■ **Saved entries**
★ ★ ★ ★

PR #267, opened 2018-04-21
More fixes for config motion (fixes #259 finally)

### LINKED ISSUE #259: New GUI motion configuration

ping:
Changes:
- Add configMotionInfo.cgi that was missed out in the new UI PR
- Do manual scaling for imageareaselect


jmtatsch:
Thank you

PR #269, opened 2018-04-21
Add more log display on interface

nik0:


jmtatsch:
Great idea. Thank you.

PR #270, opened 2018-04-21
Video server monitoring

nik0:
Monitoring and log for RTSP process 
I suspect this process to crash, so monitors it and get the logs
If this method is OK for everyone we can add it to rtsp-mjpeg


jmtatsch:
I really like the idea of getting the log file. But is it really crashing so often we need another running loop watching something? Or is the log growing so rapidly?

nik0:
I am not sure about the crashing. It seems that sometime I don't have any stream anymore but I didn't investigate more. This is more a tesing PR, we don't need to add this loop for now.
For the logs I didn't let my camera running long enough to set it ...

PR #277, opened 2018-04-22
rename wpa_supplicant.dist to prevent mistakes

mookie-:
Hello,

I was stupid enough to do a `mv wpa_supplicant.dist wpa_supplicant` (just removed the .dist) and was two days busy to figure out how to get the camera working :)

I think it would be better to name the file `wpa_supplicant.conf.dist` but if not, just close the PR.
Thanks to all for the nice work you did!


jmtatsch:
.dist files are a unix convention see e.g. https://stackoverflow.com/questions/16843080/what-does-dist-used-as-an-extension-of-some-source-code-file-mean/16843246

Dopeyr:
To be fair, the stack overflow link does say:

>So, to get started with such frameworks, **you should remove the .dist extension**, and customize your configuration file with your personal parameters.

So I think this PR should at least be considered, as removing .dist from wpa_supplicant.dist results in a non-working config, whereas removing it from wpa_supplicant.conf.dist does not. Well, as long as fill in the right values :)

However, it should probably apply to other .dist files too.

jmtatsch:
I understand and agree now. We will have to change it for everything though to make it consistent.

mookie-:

★ ★ ★ ★

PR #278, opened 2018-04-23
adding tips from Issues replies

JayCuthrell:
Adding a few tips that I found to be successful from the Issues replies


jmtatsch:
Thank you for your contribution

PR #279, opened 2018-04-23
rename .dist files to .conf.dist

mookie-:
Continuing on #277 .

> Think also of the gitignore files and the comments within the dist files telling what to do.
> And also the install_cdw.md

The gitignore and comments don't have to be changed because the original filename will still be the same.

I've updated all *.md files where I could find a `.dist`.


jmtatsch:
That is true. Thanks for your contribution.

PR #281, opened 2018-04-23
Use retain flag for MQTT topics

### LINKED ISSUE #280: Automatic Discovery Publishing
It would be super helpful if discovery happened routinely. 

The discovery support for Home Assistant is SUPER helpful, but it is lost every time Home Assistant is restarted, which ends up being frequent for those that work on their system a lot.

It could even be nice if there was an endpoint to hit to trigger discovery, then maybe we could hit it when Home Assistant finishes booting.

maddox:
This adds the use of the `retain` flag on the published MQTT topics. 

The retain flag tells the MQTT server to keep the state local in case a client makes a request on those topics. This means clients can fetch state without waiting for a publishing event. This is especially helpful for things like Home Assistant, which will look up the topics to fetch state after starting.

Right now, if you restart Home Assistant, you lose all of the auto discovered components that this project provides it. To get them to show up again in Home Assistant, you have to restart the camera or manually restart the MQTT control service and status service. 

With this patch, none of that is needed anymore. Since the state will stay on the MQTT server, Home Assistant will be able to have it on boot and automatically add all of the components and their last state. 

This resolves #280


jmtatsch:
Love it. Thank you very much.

★ ★ ★ ★

■ **Problem statement**
Collect every line from the records above that contains the word "didn".

■ **Solution for this problem**
I am not sure about the crashing. It seems that sometime I don't have any stream anymore but I didn't investigate more. This is more a tesing PR, we don't need to add this loop for now.
For the logs I didn't let my camera running long enough to set it ...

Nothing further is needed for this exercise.